Exercise
Find every line below where the string "further" shows up, and copy those lines.

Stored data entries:
PR #303, opened 2026-08-03
fix: strip terminal control sequences from CLI text output

jisung-02:
## Background

The CLI writes strings received from the API straight to the terminal. When a value carries control characters such as ESC or CR, the terminal reads them as commands rather than text and redraws lines that were already printed, so what appears on screen can differ from the actual data.

These values come from places people type into freely—note bodies, the recommendations an approver leaves, server, group, token and application names—so control characters can find their way in. The web console is unaffected because HTML does not interpret escape sequences, but the CLI hands the bytes to the terminal, which means the same record can look different on the two surfaces.

Table alignment was off for a related reason: a newline inside a value splits one row across several lines and leaves headers reading like `CONTENTPRIVATE`.

## Changes

The stripping happens where values are printed rather than where they are built. Doing it per value was tried before—the helpers have existed for a while, but the approval, audit, log, note and webhook paths added later never picked them up. One pass at the print site covers the tables added from here on as well.

| Location | What changes |
|---|---|
| `utils/output.go` `PrintTable` | Every table cell. All table-rendering commands go through here |
| `cmd/worksession/worksession_output.go` | The values `formatAdjustments` and `formatRecommendations` interpolate (severity, text, scope, server name), and the create, update and use success lines |
| `cmd/worksession/worksession_timeline.go` | The timeline rows and the recordings section |
| `cmd/websh/websh_watch.go` | The four identity fields in the watch header |
| `cmd/server/server_create.go` | The registration token menu and the guide header's platform, server and URL fields |
| `cmd/whoami.go` | Values in the print loop. Not where the line list is built, since it interpolates seventeen fields and the next one added could miss it again |
| `cmd/login.go` | The application name printed once the credential is verified |
| `cmd/username/username_get.go` | The single `username` line |
| `utils/utils.go` | New `SanitizeTerminalText`, with the seven sites that used the same pair routed through it, and a new `StripFormatChars` folded into it |
| `cmd/event/render.go` | Drops its own copy of the format-character pass, now that the shared helper runs it |

The last five rows came out of a second pass. The first sweep was shaped around `fmt.Print` calls, which is why it missed the timeline table—it writes to a `tabwriter` directly and never reaches `PrintTable`—along with the header blocks and the success lines built by helpers. The bundled review is written up in the branch notes.

Order matters. `StripANSIEscapes` has to run first so `ESC [ 2 K` leaves as one unit, and `StripControlChars` then removes the standalone control bytes left behind. Reversed, only the ESC goes and `[2K` stays on screen as text. That ordering was known separately at each call site, so it now lives in one function.

Format characters are removed as well. They carry no control byte, so neither of the two passes above notices them, while a bidirectional override reorders how the rest of the line is drawn—`denied` can reach the screen as `approved`. `cmd/event/render.go` already removed them, but only on that one path, and `PrintTable`, which this change establishes as the single place tables reach the terminal, did not. `StripFormatChars` runs innermost, since one of these buried inside an escape sequence would otherwise stop the sequence from matching and leave `[2K` on screen as text.

Order matters once more inside `formatRecommendations`, and for the same reason in `activeWorkSessionSetMessage`. The `info` fallback used to run on the raw severity, so a value that the pass empties out slipped past the check and printed as `[]`; the description check has the same shape, and an empty result now drops the parentheses with it. Both checks sit on the stripped value, which is the one that reaches the screen.

## JSON output

`encoding/json` escapes only what JSON requires, which is everything below U+0020. DEL, the C1 range and format characters all pass through untouched, and a terminal in 8-bit mode reads a C1 byte the same way it reads `ESC [`. `escapeJSONControls` in `utils/output.go` rewrites them as `\uXXXX` on all four JSON paths (`FormatJSON`, the `PrintTable` JSON branch, and both `PrintJson` branches).

Escaping rather than stripping, because this is the machine-facing path: a decoder reads the escape back as exactly the rune the API sent, so scripts and agents see no change in value. Byte-for-byte the output does differ from before for values carrying any of these—the escape is longer than what it replaces—so a consumer diffing raw bytes rather than decoded values will notice.

Two details the first version of this function got wrong, both raised in review. `json.Indent` does not validate UTF-8, so a body can carry C1 as a bare `0x80`-`0x9f` byte rather than its two-byte encoding; the scan now decodes runes, which is also what keeps the continuation bytes of ordinary multi-byte runes—`가` encodes as `ea b0 80`—from being mistaken for one. And JSON escapes are UTF-16 code units, so the format characters past the BMP need a surrogate pair rather than a single escape.

`PrettyJSON` is left alone. It feeds the temp-file edit flow rather than a terminal.

## Left as they are

Seven places keep their current handling. The reasons are easy to miss on review, so they are written down here.

| Location | Why it stays |
|---|---|
| `cmd/websh/websh_records.go` `sanitizeRecord` | Turns control characters into spaces rather than dropping them, then collapses the run of whitespace. Dropping them would glue neighbouring words together (`reboot` and `db-01` arriving as `rebootdb-01`). Both passes still run, so the value ends up the same |
| `cmd/worksession/worksession_timeline.go` `recordingPreview` | The two passes sit apart on purpose. The code between them reproduces what a `\r` does to a line, and folding them into one call would remove the `\r` before that runs |
| `cmd/worksession/worksession_recording.go` `printRecordingContent` | Only the escape pass runs. `SanitizeTerminalText` also drops `\n`, which would flatten a whole recording onto one line. Keeping the line breaks needs a helper of its own, left for a later change |
| `cmd/server/server_create.go` install and register snippets | Multi-line shell the operator pastes. The pass drops newlines, which would break the commands themselves |
| `cmd/server/server_create.go` new token key | The API generates it rather than a person, and altering it would hand the operator a credential that no longer works |
| `utils/output.go` `PrintJson` default output | The `\n` and `\t` escapes are turned back into real whitespace so a multi-line value stays readable; certificate text would otherwise arrive as one long line. This output is meant to be read, not parsed—`--output json` is the machine-facing path and leaves the escapes alone |
| `utils/log.go` `CliError`, `CliErrorWithExit`, `CliWarning`, `CliInfo`, `CliSuccess` | The largest surface the print-site pass does not reach—some six hundred call sites, over half of them interpolating an `err` that `parseAPIError` builds from the response body, which is the same source as the values above. `cmd/event/` already calls `strip(err.Error())` by hand in four places for exactly that reason. It is not folded in here because `SanitizeTerminalText` drops `\n`, so a multi-line server error would collapse onto one line—the same reason the recording row above stays. It waits on the line-preserving helper that row already asks for |

Going further—one primitive taking a replacement rune and a set to leave alone, behind wrappers named for intent—would turn the first and third rows into a single call each. It is not here on YAGNI grounds: only one call site would want a non-default wrapper today, so it adds more lines than it removes. The point to do it is when the third row is picked up.

Paths that deliberately mirror a terminal—`websh` and the remote command output in `exec`—are out of scope here. Passing escapes through is the feature there.

## Behaviour change

Newlines and tabs inside table cells are removed, so a multi-line value collapses onto one line. That resolves the alignment issue above, but it is a change for scripts parsing table output. `--output json` is where the value comes back whole; `describe` is not, since work-session and approval describe render through the same table path.

On the JSON side, ordinary format characters are escaped along with the rest—a zero-width joiner inside an emoji sequence now comes back as `\u200d`. The decoded value is unchanged.

## Testing

The tests assert on the value rather than on appearance—not "the table looks intact" but "no control byte remains in the cell".

- `utils/output_test.go` — four vectors as sub-tests (7-bit CSI + CR, 8-bit CSI, a lone newline, DEL). With only a 7-bit ESC the regex alone would pass, so the 8-bit CSI and DEL paths that `StripControlChars` covers could drop out and still stay green. The 8-bit vector is written as the escaped rune (`\^[`): a lone `\x9b` byte is not valid UTF-8, so `strings.Map` replaces it with `U+FFFD` and keeps it, which would assert replacement instead of removal. API responses are UTF-8 JSON, so the escaped rune is also the form that actually arrives. Each case also pins the join: the separator drops, it does not become a space
- `utils/output_test.go` — the JSON paths, one case per vector, each decoding the output back and comparing it with what went in, so the escape is proved lossless rather than assumed. A second case feeds `PrintJson` a body carrying the raw bytes, which is what a server may legitimately send
- `utils/utils_test.go` — `StripFormatChars` on its own, and `SanitizeTerminalText` for both the bidirectional override and a format character buried inside an escape sequence, which is the case that pins the ordering
- `utils/output_test.go` — the table path drops format characters, and the JSON path escapes them, including one past the BMP so the surrogate pair is covered. A further case feeds `PrintJson` a bare C1 byte, the form `json.Indent` lets through
- `cmd/worksession/worksession_output_test.go` — four advisory fields (recommendation text and severity, server name, scope name) plus a case that a newline inside a value does not forge an extra advisory line, and the create, update and use success lines with the same check
- `cmd/worksession/worksession_timeline_test.go` — the timeline row and the recordings section, pinning that a newline in a server or user name does not forge a second entry
- `cmd/websh/websh_test.go` — the watch header, pinning that a newline does not forge an identity line
- `cmd/server/server_create_test.go` — the token menu, pinning that a newline in a token name does not forge a numbered choice the operator can pick, and the guide header fields
- `cmd/whoami_test.go` — four fields plus a case that a newline does not forge an identity line the account does not have (`Role: owner`)
- `cmd/username/username_test.go` — drives the whole command through httptest

Each test was confirmed to fail when the stripping is reverted.

The new tests capture stdout, and five near-copies of that capture had grown across `utils`, `cmd`, `cmd/username` and `cmd/worksession`. Three were wrong in ways the others were not: none closed the read end of the pipe, the timeline copy took no `*testing.T` and so could not restore stdout if the body panicked, and it read the pipe only after closing the writer, which would block inside the function under test once output passed the 64KB buffer. `pkg/testutil` now holds one `redirect` primitive with `CaptureStdout` and `CaptureOutput` over it, and the five copies call it. The consolidation is what stops a sixth copy arriving with its own variant.

Verification: `go test -race ./...` no failures, `go vet ./...` no output, `golangci-lint run ./...` `0 issues.`, `gofmt -l` no output.


cmd/whoami_test.go
```diff
@@ -317,3 +322,54 @@ func TestIsWorksessionRequired(t *testing.T) {
...
+		var buf bytes.Buffer
+		_, _ = io.Copy(&buf, r)
+		done <- buf.String()
+	}()
+
+	fn()
+	_ = w.Close()
+	os.Stdout = old
+	return <-done
+}
```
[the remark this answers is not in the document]
jisung-02: Fixed in 236e51a. Checking whether the same gap was elsewhere turned up five near-copies of this capture across `utils`, `cmd`, `cmd/username` and `cmd/worksession`, three of them wrong in ways the others were not, so the helper moved to `pkg/testutil` instead of being patched here.

`redirect` returns a `stop` guarded by `sync.Once`, which is what lets `t.Cleanup` call the same function on the panicking path: it restores the original stdout and closes the writer, and the cleanup then closes the reader. `CaptureStdout` and `CaptureOutput` sit on top of it, and this file now calls `testutil.CaptureStdout`.

cmd/username/username_test.go
```diff
@@ -29,3 +36,35 @@ func TestSetUsernameErrorText(t *testing.T) {
...
+	done := make(chan string, 1)
+	go func() {
+		var buf bytes.Buffer
+		_, _ = io.Copy(&buf, r)
+		done <- buf.String()
+	}()
+	usernameGetCmd.Run(usernameGetCmd, nil)
+	_ = w.Close()
+	os.Stdout = old
+	got := <-done
```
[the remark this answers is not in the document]
jisung-02: Fixed in 236e51a. This block is now a single `testutil.CaptureStdout(t, ...)` call, so the restore and both closes run from `t.Cleanup` whether the body returns or panics.

The same review turned up a worse instance of this in `cmd/worksession/worksession_timeline_test.go`: it took no `*testing.T` at all, and it read the pipe only after closing the writer, which would block inside the function under test once output passed the pipe buffer. The shared helper drains in a goroutine started before the body runs, so that one is gone too.

utils/utils.go
```diff
@@ -498,6 +496,12 @@ func StripControlChars(s string) string {
 	}, s)
 }
 
+// SanitizeTerminalText strips escape sequences before the standalone control
+// bytes; reversed, ESC alone would go and "[2K" would stay on screen as text.
+func SanitizeTerminalText(s string) string {
```
junho226, line 515: Warning: `SanitizeTerminalText` does not remove Unicode format characters, so bidi overrides pass through. `IsControlRune` is `r < 0x20 || (r >= 0x7f && r <= 0x9f)`, and U+202A-U+202E / U+2066-U+2069 are outside that range.

Confirmed with a throwaway test in this package:

```
in  runes="denied\u202e\u2066 approved"
out runes="denied\u202e\u2066 approved"   <- unchanged
bidi control U+202E survived SanitizeTerminalText
bidi control U+2066 survived SanitizeTerminalText
```

What makes this worth fixing here rather than later: `cmd/event/render.go` in this same repo already strips exactly these, with this comment —

> format characters go entirely: a bidi override could render "denied" as "approved".

So the repo currently has it backwards. The one narrow `event watch` path is hardened against bidi, while `PrintTable` — which every table-rendering command in the CLI goes through, and which this PR establishes as the single choke point — is not. The threat this PR opens with ("what appears on screen can differ from the actual data") is precisely what a bidi override does, and the values named as sources are the same free-text fields.

```suggestion
// SanitizeTerminalText strips escape sequences before the standalone control
// bytes; reversed, ESC alone would go and "[2K" would stay on screen as text.
// Format characters go too: a bidi override reorders rendering without carrying
// a control byte, so "denied" can display as "approved".
func SanitizeTerminalText(s string) string {
	return StripControlChars(StripANSIEscapes(StripFormatChars(s)))
}
```

(`StripFormatChars` being a `strings.Map` over `unicode.Is(unicode.Cf, r)`, which would also let `cmd/event/render.go` drop its own copy of that pass.)

On the JSON side the same runes get through `escapeJSONControls`, but there the fix is to escape rather than strip — `\u202e` keeps the value round-tripping losslessly for a decoder while making it inert in a terminal, which is exactly the split this PR already argues for.

utils/output.go
```diff
@@ -55,6 +55,26 @@ func (a NextAction) PlainText() string {
...
+// only below U+0020, so these reach the terminal as raw bytes and 8-bit CSI opens a
+// control sequence there. Valid JSON carries them inside strings alone, so scanning
+// bytes needs no parser, and a decoder reads the escape back as the same rune.
+func escapeJSONControls(b []byte) []byte {
+	out := make([]byte, 0, len(b))
+	for i := 0; i < len(b); i++ {
+		switch {
+		case b[i] == 0x7f:
+			out = append(out, `\u007f`...)
+		case b[i] == 0xc2 && i+1 < len(b) && b[i+1] >= 0x80 && b[i+1] <= 0x9f:
```
junho226: Suggestion: this matches only the UTF-8 encoding of C1 (`0xC2` + `0x80..0x9F`), but `PrintJson` runs `json.Indent` over the raw HTTP response body, and `json.Indent` does not validate UTF-8. Confirmed:

```
body := []byte("{\"name\":\"a\x9bmK\"}")
json.Indent accepted it
bare 0x9b survived escapeJSONControls: "{\n  \"name\": \"a\x9bmK\"\n}"
```

So a non-UTF-8 response body still delivers a bare 8-bit CSI to the terminal on that path. Reachability is low — the server emits UTF-8, so U+009B arrives as `0xC2 0x9B` — and scoping to valid UTF-8 is a defensible decision. The reason I am raising it is that the function comment states the 8-bit CSI hole as closed:

> these reach the terminal as raw bytes and 8-bit CSI opens a control sequence there

Either add the bare-byte case (`b[i] >= 0x80 && b[i] <= 0x9f` when it is not a valid UTF-8 lead byte) or narrow the comment to say the UTF-8-encoded form, so the next reader does not take a stronger guarantee than the code gives.

junho226 (dismissed):
## Summary

Moves the sanitization to the print site rather than the value site, which is the right call: the helpers already existed and the approval/audit/log/note/webhook paths added later never picked them up. One pass at `PrintTable` also covers every table added from here on.

**Verified locally on the PR head:**

```
go build ./...   → clean
go vet ./...     → clean
gofmt -l .       → clean
go test ./utils/... ./cmd/... ./pkg/...  → all pass
```

I also checked the two things most likely to be wrong:

- **`cmd/event/render.go` is a pure refactor, not a regression.** It keeps its own `strings.Map` for the `unicode.Cf` pass and only routes the trailing pair through `SanitizeTerminalText`. The bidi handling that file added is intact.
- **`escapeJSONControls`'s parser-free premise holds.** DEL and the C1 block can appear in valid JSON only inside string literals (structural characters and inter-token whitespace are all ASCII), so a byte scan is sound and inserting `\uXXXX` there stays valid JSON.

## Warnings (1)

**Bidi overrides survive `SanitizeTerminalText`, so they reach every table cell.** Inline comment on `utils/utils.go`.

## Suggestions (1)

**`escapeJSONControls` only matches the UTF-8-encoded C1 form.** Inline comment on `utils/output.go`.

## Highlights

- **The "Left as they are" table is the most useful part of the PR.** Six call sites with the reason each keeps its current handling, including the non-obvious ones: `sanitizeRecord` maps control bytes to spaces so `reboot`+`db-01` does not become `rebootdb-01`; `recordingPreview` keeps the two passes apart because the code between them reproduces what `\r` does to a line. A reviewer would have flagged both as misses.
- **Escaping rather than stripping on the JSON path**, with the byte-level consequence stated plainly (a consumer diffing raw bytes rather than decoded values will see a difference). That is the correct split between the human surface and the machine surface.
- **The test rationale for the 8-bit vector** is the kind of thing that usually goes unwritten: with only a 7-bit ESC the regex alone passes, so `StripControlChars` could silently drop out and stay green. Writing the vector as an escaped rune rather than a lone `\x9b` byte is also right, since `strings.Map` would replace an invalid UTF-8 byte with U+FFFD and the test would assert replacement instead of removal.
- **`pkg/testutil/capture.go`** makes `stop` idempotent and registers it with `t.Cleanup`, so a panicking test cannot leave the pipe installed and swallow every later test's output in the package. Easy to get wrong.
- The YAGNI note on not generalizing into one primitive taking a replacement rune plus a keep-set, with the trigger named (when the third row is picked up), is the right amount of restraint.

---

**Verdict**: APPROVED — neither finding blocks a clear net improvement.

- [x] Build, vet, gofmt, tests clean
- [x] No regression in the existing `cmd/event/render.go` sanitization
- [x] Behavior change (newlines/tabs collapsing in table cells) called out for script consumers
- [x] JSON path is lossless on decode
- [ ] Unicode format characters (bidi) covered — see below

utils/utils.go
jisung-02: Fixed in a04efd2. `StripFormatChars` now runs innermost in `SanitizeTerminalText`, so `PrintTable` and every other call site drop these. Running it first also covers a format character buried inside an escape sequence, which would otherwise stop `ansiEscapeRE` from matching and leave `[2K` on screen as text; that case is pinned in `TestSanitizeTerminalText`.

`cmd/event/render.go` drops its own copy of the pass. Its `strings.Map` stays for the whitespace mapping, which is the opposite of the table rule: event lines turn line breaks into spaces so a multi-line server error does not glue into one word, while a table cell drops them so a value cannot spill into a second row.

On the JSON side these are escaped rather than stripped, as you suggested, in d48b592. Thank you for the throwaway test - it made the gap concrete.

utils/output.go
jisung-02: Fixed in ef49f88 rather than narrowing the comment. The branch rests on no control byte reaching the terminal, so the code seemed the side that should move.

The scan now decodes runes instead of matching byte pairs: a plain 0x80-0x9f test on raw bytes would also catch the continuation bytes of valid multi-byte runes, since `가` encodes as `ea b0 80`. Run against the previous implementation over 400k inputs, the output is byte-identical for every valid UTF-8 case and differs only where the input is not valid UTF-8.

d48b592 then extends the same function to format characters, which needed a surrogate pair for the ones past the BMP.

Thank you for the review.

utils/utils.go
```diff
@@ -498,6 +497,25 @@ func StripControlChars(s string) string {
...
+			return -1
+		}
+		return r
+	}, s)
+}
+
+// SanitizeTerminalText strips escape sequences before the standalone control
+// bytes; reversed, ESC alone would go and "[2K" would stay on screen as text.
+// Format characters go first, so one buried in a sequence cannot break the match.
+func SanitizeTerminalText(s string) string {
```
junho226, line 515: Suggestion: the largest surface this PR's choke point does not reach is missing from the "Left as they are" table.

It is the `CliError` / `CliErrorWithExit` / `CliWarning` / `CliInfo` / `CliSuccess` family in `utils/log.go`. It is in neither the changes table nor the exclusions table.

```
utils.Cli{Error,Warning,Info,Success} call sites (non-test)   634
  of those, ones interpolating err                            376
Does that path go through SanitizeTerminalText                no (log.go unchanged)
```

`err` is what `parseAPIError` builds from the server response body, which is the very source this PR points at in its opening. The evidence is that `cmd/event/` is already doing `strip(err.Error())` by hand in six places. Redrawing `Failed to delete X` as `Deleted X` by winding back with CR makes the error line, if anything, the more valuable target.

**I am not asking you to fix it here.** `SanitizeTerminalText` removes `\n`, so a multi-line server error gets flattened onto one line, and that is the very reason the body has already written down for `printRecordingContent` — *"Keeping the line breaks needs a helper of its own, left for a later change"*. That deferred helper is also the precondition for this side.

So the request is **one row added to the table**. That 376 places are not covered, and that it is handled together once the line-preserving helper exists. This PR creates its value by writing down the boundaries, and the single biggest boundary is the one not written down.

junho226 (approved):
## Re-review — both points fixed, and I ran them

| Last round | Resolution | What I checked |
|---|---|---|
| `SanitizeTerminalText` let Cf through, so bidi overrides survived | `a04efd2` — `StripFormatChars` added **innermost** | `SanitizeTerminalText("denied<U+202E><U+2066> approved")` -> `"denied approved"`, zero Cf left |
| `escapeJSONControls` matched only the UTF-8 encoding of C1, so a bare byte passed | `ef49f88` — decodes runes instead of matching byte pairs | `{"name":"a\x9bmK"}` -> `{"name":"a\u009bmK"}` — the exact input from last round |

I also ran a throwaway test in `utils` (removed afterwards) against the whole
affected rune set:

```
round-tripped 203 runes (76 BMP, 127 astral)   <- surrogate-pair path genuinely exercised
NoRawControlSurvives    PASS   <- no surviving byte in 0x7f-0x9f
BareC1Byte              PASS
SanitizeDropsBidi       PASS
FormatCharInsideEscape  PASS   <- "a\x1b<U+200B>[2Kb" -> "ab"
```

All 203 Cf/C1/DEL runes decode back to the value that went in, so
*"escaping rather than stripping keeps the value a decoder reads back unchanged"*
is measured, not assumed. 127 of them are astral, so the surrogate-pair branch is
covered by real inputs.

`cmd/event/render.go` dropping its own Cf pass in favour of
`utils.SanitizeTerminalText` removes the duplication without regressing the event
path's bidi protection — checked.

Locally: `go build`, `go vet`, `gofmt -l`, and
`go test ./utils/... ./cmd/event/... ./pkg/...` all clean. CI green
(golangci-lint, govulncheck, CodeQL included).

### Suggestions (1)

One inline comment: the largest un-sanitised surface is missing from the
"Left as they are" table. It is a documentation line, not a code request.

### Highlights

- I offered "narrow the comment or fix the code" and you took the code — and then
  went past what I asked by decoding runes rather than widening the byte test.
  Catching that `가` encodes as `ea b0 80`, so a plain `0x80-0x9f` byte check would
  swallow continuation bytes, is the part I had not thought through; diffing 400k
  inputs against the old implementation is the right way to land it.
- `StripFormatChars` running innermost is a reason outside what I raised: a format
  character buried *inside* an escape sequence breaks the `ansiEscapeRE` match and
  leaves `[2K` on screen. I missed that, and it is pinned by a test.
- Keeping `render.go`'s own `strings.Map` and writing down *why* — event lines turn
  breaks into spaces, table cells drop them, opposite rules. That is what stops the
  next person from "finishing" the consolidation.
- The "Left as they are" table itself. `recordingPreview`'s "the two passes sit
  apart on purpose, the code between them reproduces what a `\r` does" is not
  recoverable from reading the code.
- The YAGNI call with its trigger stated: one call site would want a non-default
  wrapper today, so it adds lines; the point to do it is when the third row is
  picked up.
- Finding that three of the five stdout-capture copies were wrong in different
  ways, and that the timeline one would block inside the function under test past
  64KB. That is a real bug found while fixing something else.

---

**Verdict**: APPROVED — nothing outstanding.

utils/utils.go
jisung-02: Added to the "Left as they are" table, and thank you for framing it as the documentation line it is.

You are right that this is the largest surface the print-site pass does not reach, and right about why it cannot be folded in here: `SanitizeTerminalText` drops `\n`, so a multi-line server error would collapse onto one line. That is the same condition the `printRecordingContent` row already records, so the two are waiting on the same line-preserving helper. The new row says so, and points at `cmd/event/` calling `strip(err.Error())` by hand as the evidence that the need is already felt.

One note on the numbers, since the row now carries them. Counting `Cli{Error,ErrorWithExit,Warning,Info,Success}(` across non-test Go files I get 607 call sites, 339 of them interpolating `err`, rather than 634 and 376 — close enough that we are looking at the same thing, but I could not reproduce your exact figures, most likely a difference in how multi-line calls are matched. The row therefore reads "some six hundred call sites, over half of them interpolating an `err`" rather than quoting a precise count I cannot back.

`utils/log.go` itself is untouched on this branch, so nothing in that surface changes behaviour here—only the boundary is now written down.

Written reply
Going further—one primitive taking a replacement rune and a set to leave alone, behind wrappers named for intent—would turn the first and third rows into a single call each. It is not here on YAGNI grounds: only one call site would want a non-default wrapper today, so it adds more lines than it removes. The point to do it is when the third row is picked up.
- `utils/output_test.go` — the table path drops format characters, and the JSON path escapes them, including one past the BMP so the surrogate pair is covered. A further case feeds `PrintJson` a bare C1 byte, the form `json.Indent` lets through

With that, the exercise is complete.